Он до последнего не верил слухам, пока не окунулся в эту вонь зверинца. За шесть месяцев в запертой квартире запашок настоялся и превратился в тошнотные миазмы. И так легко поверить в домыслы, когда в квартире ночью ты совсем один.

«Значит, и проблему вони придется решать. Хороший клининг и новый настил для пола. Только и всего».

Бодрясь, Игорь приступил к завершению обхода. Невольно задержал дыхание и включил люстру.

* * *

– Ох, сынок… – тяжело покачала седой головой соседка. За десять лет, прошедших со смерти мамы, она постарела, казалось, на все двадцать. «А кто не постарел?» – мрачно спросил себя Игорь, разливая водку в опустевшие рюмашки: свою и теть Варину. Немногие, явившиеся помянуть отца, разошлись, Катя вызвалась довести какого-то отцовского сослуживца до остановки. Откровенной беседе не мешал никто.

– Ох, сынок… – повторила тетя Варя, невидяще глядя на полную маслянистого блеска рюмку. Игорь налил ей по самый край. – Не стоит про такие вещи говорить-то, про покойного-то.

– Расскажи, теть Варь! – молвил Игорь с душой. – Я ж сын.

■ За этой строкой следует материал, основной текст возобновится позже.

PR #2209, opened 2022-07-22
feat: replace all references to chainAdapterManager

cjthompson:
## Description

* Use `getChainAdapterManager()` to get the singleton instead of getting the instance from the PluginProvider.
  * `useChainAdapter` was already deprecated. This changes all places where the `ChainAdapterManager` is used to call to a singleton `getChainAdapterManager()`.
* directly import plugins instead of using dynamic imports
  * this caused a lot of circular dependencies, especially around `useChainAdapters`, hence the above change was needed
* `React.StrictMode` detects side-effects by running all useEffects and constructors twice. This is the primary cause of the issue with plugins. This _only happened in development mode_ and not in production.
  * I left in `StrictMode` but change the PluginProvider to be able to load plugins synchronously instead of async, which was the cause of the side-effects and duplicate pluginIds.
 * Fixed a regression in PluginProvider that was using an incorrect list for comparison to determine which chain adapters needed to be removed or added.

## Notice

## Pull Request Type

## Issue (if applicable)
Not sure
## Risk
Medium.

If there was a big problem it should be quickly obvious in either the app (not loading, etc) or in the developer console with error messages.
## Testing
A single regression (without spending funds) is sufficient.


src/AppProviders.tsx
```diff
@@ -28,8 +24,11 @@ type ProvidersProps = {
 
 const manager = createLocalStorageManager('ss-theme')
 
+const moduleLogger = logger.child({ namespace: ['AppProviders'] })
+
 export function AppProviders({ children }: ProvidersProps) {
-  const { ToastContainer } = createStandaloneToast()
+  moduleLogger.info('APP PROVIDERS')
```
0xdef1cafe, line 30: remove?

src/context/PluginProvider/chainAdapterSingleton.ts
```diff
@@ -0,0 +1,10 @@
+// don't export me, access me through the getter
```
0xdef1cafe, line 1: move comment to line 3?

src/config.ts
```diff
@@ -69,6 +72,11 @@ const validators = {
   REACT_APP_PENDO_VISITOR_ID_PREFIX: envalid.str({ default: 'test_visitor' }),
 }
 
+const constants = {
```
0xdef1cafe, line 75: is this to avoid a circular dependency, or can you explain the rationale here? this config file up until this point is to manage/sanitize/validate `.env` vars - mixing in constants here feels a little weird.

cjthompson: Yes. It was previously in AppProviders and several files in plugins imported it creating a circular dependency. Another option would be make a separate file with just these types of constants. Given there is only one that I found, I chose the simple path. I'm not married to it.

cjthompson: I added a TODO comment here for future reference.

cjthompson:
There are likely even been improvements that can be made around `ChainAdapterManager` and `getChainAdapterManager()`. I believe that in the spirit of iterative development, that this is better than the previous state and further improvements can be made in future PRs.

src/context/PluginProvider/activePlugins.ts
```diff
@@ -0,0 +1,19 @@
...
+export const activePlugins = [
+  bitcoin,
+  cosmos,
+  dogecoin,
+  ethereum,
+  foxPage,
+  osmosis,
+  avalanche,
+  pendo,
+]
```
cjthompson, line 19: It may be better to move this file to `src/plugins` instead.

0xdef1cafe: want to tackle in said future PR?

0xApotheosis: Moved in https://github.com/shapeshift/web/pull/2209/commits/75cedd3ff8f5d590242caaa6a1a4e3f09b1244b8

0xApotheosis (dismissed):
This all looks good to me. Some improvements we can make in the future, but it's a strict improvement on what we have now.

@0xdef1cafe anything you want changed before we get this in?

src/config.ts
```diff
@@ -80,6 +82,12 @@ const validators = {
   REACT_APP_PENDO_VISITOR_ID_PREFIX: envalid.str({ default: 'test_visitor' }),
 }
 
+// @TODO: We may want to move internal constants out of config and into a separate file
```
0xdef1cafe, line 85: let's action this todo while we're here. 

while i understand the necessity for moving this constant (avoid a circular dep) and the rationale for it living here (it's configish), i would much rather this particular thing (`DEFAULT_HISTORY_TIMEFRAME`) and similar live in a `constants.ts` file or similar.

the `config.ts` file has a singular concern - parse, validate, and expose typed config from the `.env` file, this changes that pattern and creates a temptation and slippery stuff for other non `.env` things to end up in here.

src/context/AppProvider/AppContext.tsx
```diff
@@ -309,7 +312,7 @@ export const AppProvider = ({ children }: { children: React.ReactNode }) => {
     fetchMarketData() // fetch every time assetIds change
     const interval = setInterval(fetchMarketData, 1000 * 60 * 2) // refetch every two minutes
     return () => clearInterval(interval) // clear interval when portfolioAssetIds change
-  }, [dispatch, isPortfolioLoaded, portfolioAssetIds, txHistoryStatus])
+  }, [DEFAULT_HISTORY_TIMEFRAME, dispatch, isPortfolioLoaded, portfolioAssetIds, txHistoryStatus])
```
0xdef1cafe, line 315: revert this - react is only complaining as this was previously a constant and is now coming from a function hence it things it can change

src/context/AppProvider/AppContext.tsx
```diff
@@ -322,7 +325,7 @@ export const AppProvider = ({ children }: { children: React.ReactNode }) => {
     const fetchForexRate = marketApi.endpoints.findByFiatSymbol.initiate
     dispatch(getFiatPriceHistory({ symbol, timeframe }))
     dispatch(fetchForexRate({ symbol }))
-  }, [dispatch, selectedCurrency])
+  }, [DEFAULT_HISTORY_TIMEFRAME, dispatch, selectedCurrency])
```
0xdef1cafe, line 328: revert

0xdef1cafe (changes requested):
let's fix conflicts and unstitch the config changes and we're good

src/config.ts
0xApotheosis: Actioned in https://github.com/shapeshift/web/pull/2209/commits/b158b6752359d284385cbd90d97656d38bcd1de2

src/context/AppProvider/AppContext.tsx
0xApotheosis: Reverted in https://github.com/shapeshift/web/pull/2209/commits/b1ad1a4fe1bbff1d36bb0d4501807fadb5d23b6b, though it was probably more maintainable how it was (with `DEFAULT_HISTORY_TIMEFRAME` included as a dependency). Someone will make it dynamic one day and forget to update the array.

src/context/AppProvider/AppContext.tsx
0xApotheosis: Reverted in https://github.com/shapeshift/web/pull/2209/commits/b1ad1a4fe1bbff1d36bb0d4501807fadb5d23b6b

0xApotheosis (dismissed):
Assuming CI passes this should be good to go in @0xdef1cafe.

src/config.ts
```diff
@@ -83,4 +85,6 @@ function reporter<T>({ errors }: envalid.ReporterOptions<T>) {
   })
 }
 
-export const getConfig = memoize(() => cleanEnv(env, validators, { reporter }))
+export const getConfig = memoize(() =>
```
0xdef1cafe, line 88: how do you feel about not merging here, and just exposing a `constants` object such that consumers aren't confused about reactivity?

0xApotheosis: Reduce complexity? What a reasonable suggestion.

Actioned in https://github.com/shapeshift/web/pull/2209/commits/473d82888bad788364cc5c90b373b337389fdb11

0xApotheosis (approved):

0xdef1cafe (approved):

Сын, который и единожды не навестил старика за десять лет. В глазах соседки Игорю почудился укор. Да, отец был крепок здоровьем – телесно, во всяком случае, – и Игорь беседовал с ним дважды в год по телефону, тридцать первого и в день рождения (сам Светлаков-старший отпрыска поздравлять не удосуживался), и присылал деньги, но, возможно, прояви сын больше внимания к отцу, не случилось бы… того, что случилось.

Именно эти слова он прочел во взгляде старушки. Водка не поможет, решил он вдруг, сколько ни влей. Но тут тетя Варя встряхнула головой, лицо прояснилось. Она заговорила. Игорь не перебивал.

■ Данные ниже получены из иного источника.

PR #2213, opened 2022-07-22
fix: fix swapper feature flags

elmutt:
## Description

Fix feature flag toggle for swappers. 

One small bug that Im not sure why its happening but it also doesnt matter:

When toggling to enable a swapper and clicking "apply" it redirects to the dashboard instantly and the dropdowns for trading dropdowns dont load until you go to a different page and back to the dashboard. It could be something about redirecting to the dashboard too fast after the flag is enabled but i cant figure it out. It doesnt really matter because flags for only for internal testing and toggling works

## Notice

## Pull Request Type


src/components/Trade/hooks/useSwapper/useSwapper.ts
```diff
@@ -111,7 +118,6 @@ const getSwapperManager = async (): Promise<SwapperManager> => {
         web3,
         adapter: avalancheChainAdapter,
       })
-
       _swapperManager.addSwapper(zrxAvalancheSwapper)
     }
     if (getConfig().REACT_APP_FEATURE_OSMOSIS) {
```
gomesalexandre, line 123:
```suggestion
    if (flags.Osmosis) {
```

0xdef1cafe (approved):

src/components/Trade/hooks/useSwapper/useSwapper.ts
```diff
@@ -142,12 +148,12 @@ export const useSwapper = () => {
...
   // Swappers will be added in the useEffect below
   const [swapperManager, setSwapperManager] = useState<SwapperManager>(() => new SwapperManager())
-
+  const featureFlags = useSelector(selectFeatureFlags)
   useEffect(() => {
     ;(async () => {
       setSwapperManager(await getSwapperManager())
     })()
-  }, [])
+  }, [featureFlags])
```
gomesalexandre, line 156: To quote our discussion on Discord:

> I can see why this works, as we get a new `useSwapper()` instance everytime we change trade routes, so you can't really the `useEffect()` hook in `useSwapper()` itself to react on a new reference

I don't think this does what it intends to i.e react on a new `featureFlags` reference to rerender the swapper.

You should be able to revert this hunk.

gomesalexandre (changes requested):
Missing case for Osmosis, and one hunk that we can most likely revert, otherwise looks good

src/components/Trade/hooks/useSwapper/useSwapper.ts
elmutt: yep it seems to work fine without it. done

gomesalexandre (approved):
Tested again, working as expected for Thor, Avalanche and Osmosis swappers

🍫

0xdef1cafe (approved):

PR #2290, opened 2022-08-01
feat: add config to check if app is running in mobile

cjthompson:
## Description

The `globalThis.isShapeShiftMobile` will be set to true via injected JavaScript from the new mobile app.

I've verified that the injected JavaScript runs before `config.ts` and returns true. This config variable can be used in the future to show different content as needed (such as a different wallet flow for the mobile app).

## Notice

## Pull Request Type

## Issue (if applicable)
N/A
## Risk
None. The worst case is that `isMobile` reports `false` when it should report `true`.
## Testing
Requires new mobile app for testing
Mobile
image

Desktop
image

### DIFF
--- a/src/config.ts
+++ b/src/config.ts
@@ -85,12 +85,5 @@ function reporter<T>({ errors }: envalid.ReporterOptions<T>) {
 }
 
 export const getConfig = memoize(() =>
-  Object.freeze(
-    merge(
-      { ...cleanEnv(env, validators, { reporter }) },
-      {
-        isMobile: Boolean((globalThis as any).isShapeShiftMobile),
-      },
-    ),
-  ),
+  Object.freeze(merge({ ...cleanEnv(env, validators, { reporter }) })),
 )
--- a/src/config.ts
+++ b/src/config.ts
@@ -85,5 +85,12 @@ function reporter<T>({ errors }: envalid.ReporterOptions<T>) {
 }
 
 export const getConfig = memoize(() =>
-  Object.freeze(merge({ ...cleanEnv(env, validators, { reporter }) })),
+  Object.freeze(
+    merge(
+      { ...cleanEnv(env, validators, { reporter }) },
+      {
+        isMobile: Boolean((globalThis as any).isShapeShiftMobile),
+      },
+    ),
+  ),
 )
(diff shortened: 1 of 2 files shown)


0xApotheosis (commented):
This looks reasonable, though does it need to be in the config at all?

Can we just use `Boolean((globalThis as any).isShapeShiftMobile)` in-line wherever we need to do conditional logic on it?

gomesalexandre:
> This looks reasonable, though does it need to be in the config at all?
> 
> Can we just use `Boolean((globalThis as any).isShapeShiftMobile)` in-line wherever we need to do conditional logic on it?

In addition to whether or not we need it here at all, I believe this breaks the current abstraction.

The mental model of `getConfig()` is it's just a dotenv kept in sync with the flags on the redux store. It feels weird to have it be almost exclusively a flags accessor except for the one window var shoehorned there.

0xdef1cafe:
@cjthompson agreed with @gomesalexandre and @0xApotheosis - we similarly made this decision here to not pollute `config.ts` with non-`.env` related changes

https://github.com/shapeshift/web/pull/2209#discussion_r931647153

i'm happy for this to be exposed closely to config, but keeping config's single concern the `.env` file

cjthompson:
I thought of config as runtime variable vs constants. This isn't a constant. I'll happily implement whatever suggestion you provide.

cjthompson:
> This looks reasonable, though does it need to be in the config at all?
> 
> Can we just use `Boolean((globalThis as any).isShapeShiftMobile)` in-line wherever we need to do conditional logic on it?

Certainly you could. But that argument applies equally to `config.ts` and `constants.ts`. All of those could just be inlined.

The argument for not going that is easier maintenance for future devs.

@0xdef1cafe asked me to make a `lib/globals.ts` file with the code in it so I'll submit an update with that change.

cjthompson:
Note that `globals.ts` doesn't currently get imported anywhere. There will be some future work around the new mobile app that will take advantage of this.

gomesalexandre (approved):

0xApotheosis (approved):
LGTM. Thanks for removing that unneeded `merge`, too.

Никто не знал, когда у отца возникла та садистская страсть, как осталось тайной и то, сколько зверюшек он замучил. Как любой недуг ума, одержимость Светлакова-старшего шла по нарастающей. Он начал с крыс, мышей и попугайчиков из зоомагазина. Когда пошла молва и двери магазинчика перед ним захлопнулись, отцу пришлось полагаться на собственные силы. Он рыскал по дворам в поисках живности. Обрюзгший, сутулый, с седой неухоженной гривой, спадающей на замызганную тельняшку, и седыми неухоженными усами, которые отрастил в своем бесприютном вдовстве. Мамочки, завидев кособокую фигуру, стискивали ручонки своих чад и торопились убраться подальше. А уж владельцы питомцев и вовсе не находили себе места. Если пропадали прикормленные дворовые кошки – а они, в конце концов, пропали все, – жильцы знали, кого винить. Тетя Варя сама видела в окно, как поздним вечером отец чесал к подъезду со свертком под мышкой.

– Он дергался, сверток… – пробурчала старушка, походя осушив рюмку. Игорь услужливо подлил.

Сколько веревочке ни виться… Светлаков-старший погорел на попытке умыкнуть шпица из-под носа отвлекшейся хозяйки. На хозяйкин ор сбежалась половина двора, тогда как другая прильнула к окнам. Шпица отбили, а пойманного с поличным под улюлюканье погнали прочь пинками.